This paper presents performance results for dense linear algebra using recent NVIDIA GPUs. The authors developed a matrix-matrix multiply routine (GEMM) that runs up to 60% faster than the vendor's implementation and approaches the peak hardware capabilities. Their LU, QR, and Cholesky factorizations achieve up to 80–90% of the peak GEMM rate. Parallel LU on two GPUs achieves up to 540 Gflop/s. These results challenge the accepted view of GPU architecture and programming guidelines, arguing that modern GPUs should be viewed as multithreaded multicore vector units. The study includes detailed benchmarking of the GPU memory system, revealing cache and TLB sizes and latencies. Algorithmic optimizations increase parallelism and regularity, slightly improving performance.
The authors show that LU, QR, and Cholesky factorizations can achieve over 300 Gflop/s on a GPU, which is significant for dense linear algebra. Their results include performance on the 8-series of NVIDIA GPUs, which had not been previously achieved. They provide insights into programming these and newer GPUs, achieving performance in basic kernels like matrix-matrix multiply that is 60% faster than the optimized vendor's library CUBLAS 1.1. Some of their codes have been licensed by NVIDIA and included in CUBLAS 2.0.
The authors analyze the performance of their implementations, showing that all components of the final system run at nearly optimal rates. Their best speedups vs. one quad core CPU are over 4× in all three factorizations. The paper is organized into sections discussing GPU architecture, microbenchmarks, design and performance evaluation of matrix multiplication, design of LU, QR, and Cholesky, and performance evaluation of these algorithms. The study reveals the structure of the GPU memory system, including cache and TLB sizes and latencies. It also discusses the performance of the GPU memory system, pipeline latency, and memory bandwidth. The authors achieve 98% of the arithmetic peak in register-to-register multiply-and-add instructions. They also show that the use of shared memory can reduce throughput, and that the optimal vector length for performance is 64 elements. The paper concludes that the performance of GPU-based linear algebra is significantly better than CPU-based implementations for large matrices.This paper presents performance results for dense linear algebra using recent NVIDIA GPUs. The authors developed a matrix-matrix multiply routine (GEMM) that runs up to 60% faster than the vendor's implementation and approaches the peak hardware capabilities. Their LU, QR, and Cholesky factorizations achieve up to 80–90% of the peak GEMM rate. Parallel LU on two GPUs achieves up to 540 Gflop/s. These results challenge the accepted view of GPU architecture and programming guidelines, arguing that modern GPUs should be viewed as multithreaded multicore vector units. The study includes detailed benchmarking of the GPU memory system, revealing cache and TLB sizes and latencies. Algorithmic optimizations increase parallelism and regularity, slightly improving performance.
The authors show that LU, QR, and Cholesky factorizations can achieve over 300 Gflop/s on a GPU, which is significant for dense linear algebra. Their results include performance on the 8-series of NVIDIA GPUs, which had not been previously achieved. They provide insights into programming these and newer GPUs, achieving performance in basic kernels like matrix-matrix multiply that is 60% faster than the optimized vendor's library CUBLAS 1.1. Some of their codes have been licensed by NVIDIA and included in CUBLAS 2.0.

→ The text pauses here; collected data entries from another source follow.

PR #285, opened 2024-12-05
Revert upgrades in #283

gstrauss:
Revert upgrades in #283.  What worked with my local `npm run watch` has issues in production.


gstrauss:
Among other things, some more work is needed around the Copy button feedback.
```
Source: SSLConfigGenerator.server_change() 22 [ssl-config.mozilla.org](https://ssl-config.mozilla.org/)
Content-Security-Policy: The page’s settings blocked an inline style (style-src-attr) from being applied because it violates the following directive: “style-src 'self' https://code.cdn.mozilla.net/”
Source: display:none
```

PR #326, opened 2025-02-18
go: fix unescaped newline in generated string literal

dusanbrankov:
fix syntax error in the generated Go code and ensure newline in HTTP reply


gstrauss:
Thank you!

Issue #323, opened 2025-01-27
Remove OCSP recommendation


Gunni:
OCSP is being sunset for Let's Encrypt this year (2025).

https://letsencrypt.org/2024/12/05/ending-ocsp/

Generated config should not add OCSP config.

> - January 30, 2025
>   - OCSP Must-Staple requests will fail, unless the requesting account has previously issued a certificate containing the OCSP Must Staple extension
> - May 7, 2025
>   - Prior to this date we will have added CRL URLs to certificates
>   - On this date we will drop OCSP URLs from certificates
>   - On this date all requests including the OCSP Must Staple extension will fail
> - August 6, 2025
>   - On this date we will turn off our OCSP responders

gstrauss:
Thank you for the note.

OCSP support will probably not be removed from the SSL config generator, though we may consider unchecking the option box by default rather than the current default of enabling OCSP in the configs.

PR #331, opened 2025-03-05
refresh Server Side TLS guidelines: proposal for v6.0

gstrauss:
The existing Mozilla Server Side TLS guidelines are from 2020 (with one small change since) and are long overdue for review and update.

As a member of Mozilla SSL Config Generator working group, I have compiled the following proposal for a new version of the Mozilla Server Side TLS guidelines.  My intent in this PR is to update the guidelines in line with existing recommendations from CDNs and other large tech companies; I do not believe that any of the changes are ground-breaking.

This proposal is being filed as a PR to the ssl-config-generator repository in order to have the changes available as git diffs for review.  Please review the commits in this PR individually and sequentially to visualize the changes.

To set some expectations: this PR is being submitted for review and comment on the proposed changes herein.  If there are other items that knowledgable parties would like to suggest changing, please file them as separate issues at 
https://github.com/mozilla/server-side-tls/issues and they will be considered there for this or a future update to the guidelines.

Thank you!

---

guideline 5.8 proposed changes

* remove kDHE ciphers from Intermediate and Old
* change Old dhParamSize from 1024 to 2048 and
  use ffdhe2048 instead of locally generated dhparams
  * DHE ciphers should be disabled in Intermediate compatibility configuration
     https://github.com/mozilla/server-side-tls/issues/268
  * Stop recommending DHE, because of "dheater" vulnerability
     https://github.com/mozilla/server-side-tls/issues/299

* meta: recommended ciphers for Intermediate are now all PFS with AEAD.
  Today, in 2025, this is widely supported on the internet.
  Impact: no longer support IE11 on Windows 7 in Intermediate and Modern configs.
  Today, in 2025, IE11 and Windows 7 should be omitted from the the public
  Mozilla Server Side TLS guidelines for Intermediate or Modern configs.

ssl-config-generator rendering/behavior changes:

* default to uncheck box for OCSP stapling, rather than default checked
  * Let's Encrypt: Intent to End OCSP Service
     https://letsencrypt.org/2024/07/23/replacing-ocsp-with-crls/
  * Let's Encrypt: Ending OCSP Support in 2025
     https://letsencrypt.org/2024/12/05/ending-ocsp/
  * Remove OCSP recommendation
     https://github.com/mozilla/ssl-config-generator/issues/323
* For HSTS, use HTTP status code 308 Permanent Redirect for redirecting all http:// to https://
  so that HTTP methods which are not GET or HEAD are redirected without method change to GET
  * The Hypertext Transfer Protocol Status Code 308 (Permanent Redirect)
     https://www.rfc-editor.org/rfc/rfc7238 (published June 2014)
  * 308 Permanent Redirect
     https://github.com/mozilla/ssl-config-generator/issues/117

guideline 6.0 proposed changes

* remove "Old" configuration; "Old" configuration is not recommended
  For those who need to reference older guidance, older versions of
  the ssl-config-generator may be obtained from the Internet Archive
  https://web.archive.org/web/*/https://mozilla.github.io/server-side-tls/ssl-config-generator/
  Alternatively, the current ssl-config-generator will continue to render URLs which specify older guideline versions (e.g. `&guideline=5.7`) and will contain the recommendations in the older guideline (e.g. cipher lists), but the *rendering* may not exactly match what was produced years ago since the ssl-config-generator presentation may have changed in the interim.


ghen2:
Please also take into account PQC key exchange (X25519MLKEM768) as supported by modern browsers.
OpenSSL 3.5.0 will be released in April 2025 with support for PQC key exchange enabled by default.

gstrauss:
> Please also take into account PQC key exchange (X25519MLKEM768) as supported by modern browsers. OpenSSL 3.5.0 will be released in April 2025 with support for PQC key exchange enabled by default.

Agree.  Should be considered for Modern config, when supported by TLS libraries.

ghen2:
> Agree. Should be considered for Modern config, when supported by TLS libraries.

Why only Modern?  All profiles have the same level of forward compatibility, only different backwards compatibility?

tomato42:
Yes, we should definitely include PQC in the TLS groups (curves) listing. in all security levels.

I would say that the X25519MLKEM768 is absolute minimum, Secp256r1MLKEM768 *should* be included too (will be supported, or already is supported by Firefox), I do wonder about Secp384r1MLKEM1024... that one is a bit further away with support in Firefox, otoh, we do include secp384r1 in the curves already, so including PQC hybrid variant of it in the listing would be consistent...

ghen2:
In light of https://github.com/lamps-wg/draft-composite-kem/issues/123 I wouldn't necessarily support all possible combinations.
We can turn the question around: will any client/browser _not_ be implementing X25519MLKEM768 ?

(a backup KEM can be added once standardized, eg. based on HQC, but additional ML-KEM hybrid's aren't backups)

tomato42:
> (a backup KEM can be added once standardized, eg. based on HQC, but additional ML-KEM hybrid's aren't backups)

the others are there to meet operational requirements, not interoperability requirements, there very likely will be environments which cannot use x25519, or are required to use ML-KEM-1024

ounsworth:
> In light of [lamps-wg/draft-composite-kem#123](https://github.com/lamps-wg/draft-composite-kem/issues/123) I wouldn't necessarily support all possible combinations. We can turn the question around: will any client/browser _not_ be implementing X25519MLKEM768 ?
> 
> (a backup KEM can be added once standardized, eg. based on HQC, but additional ML-KEM hybrid's aren't backups)

Sorry to be late to this thread.

As @tomato42 alludes to, only ML-KEM-1024 is allowed by CNSA 2.0 and the Australian equivalent.

Also, X25519 is not universally-allowed, so many applications will require a P-256 variant.

I would suggest that you want two Mandatory-to-implements:

* MLKEM768+X25519
* MLKEM768+P256

and RECOMMENDED support for MLKEM1024+P384.

gstrauss:
OpenSSL 3.5 LTS was released April 2025 with support for PQC hybrid KEMs.
OpenSSL 4.0 LTS is scheduled to be released April 2026.
After Oct 22, 2026, no earlier versions of OpenSSL will be publicly supported by the OpenSSL Foundation.
(excluding paid premium support)

gstrauss:
I updated the proposal for 5.8 to add only X25519MLKEM768, and, for now, omit "SecP256r1MLKEM768".
```
-            "tls_curves": ["X25519", "prime256v1", "secp384r1"],
+            "tls_curves": ["X25519MLKEM768", "X25519", "prime256v1", "secp384r1"],
```
"SecP256r1MLKEM768" may be reconsidered in a future update.

nuxi:
I am excited to see that the Mozilla TLS guide is getting some updates, so thank you very much. I saw your comment on https://github.com/mozilla/server-side-tls/issues/304 and so I figured I would give my $0.02.

The new intermediate standard is pretty much exactly what I use at work. The only comment I would have made is already addressed but I will also give a :+1: to ommitting `SecP256r1MLKEM768` for now.

While `SecP256r1MLKEM768` is implemented in many TLS libraries, its not actually in use by web browsers. In the past, this lack of adoption by web browsers has been considered adequate reason to omit something from the guidelines. Even amongst TLS libraries, I do not believe any of them send a `SecP256r1MLKEM768` key share by default. This can always be reconsidered later if things change.

IMHO those who need to support special requirements like FIPS or Common Criteria should be prepared to tweak the guidelines as needed to conform to those special requirements. (Unfortunately for me, I am one of those people :cry:)

PR #333, opened 2025-03-21
Add support for OpenLiteSpeed

Code-Egg:


Code-Egg:
Hi @gstrauss , would you be able to review this pull request whenever it's convenient for you?

gstrauss:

The authors analyze the performance of their implementations, showing that all components of the final system run at nearly optimal rates. Their best speedups vs. one quad core CPU are over 4× in all three factorizations. The paper is organized into sections discussing GPU architecture, microbenchmarks, design and performance evaluation of matrix multiplication, design of LU, QR, and Cholesky, and performance evaluation of these algorithms. The study reveals the structure of the GPU memory system, including cache and TLB sizes and latencies. It also discusses the performance of the GPU memory system, pipeline latency, and memory bandwidth. The authors achieve 98% of the arithmetic peak in register-to-register multiply-and-add instructions. They also show that the use of shared memory can reduce throughput, and that the optimal vector length for performance is 64 elements. The paper concludes that the performance of GPU-based linear algebra is significantly better than CPU-based implementations for large matrices.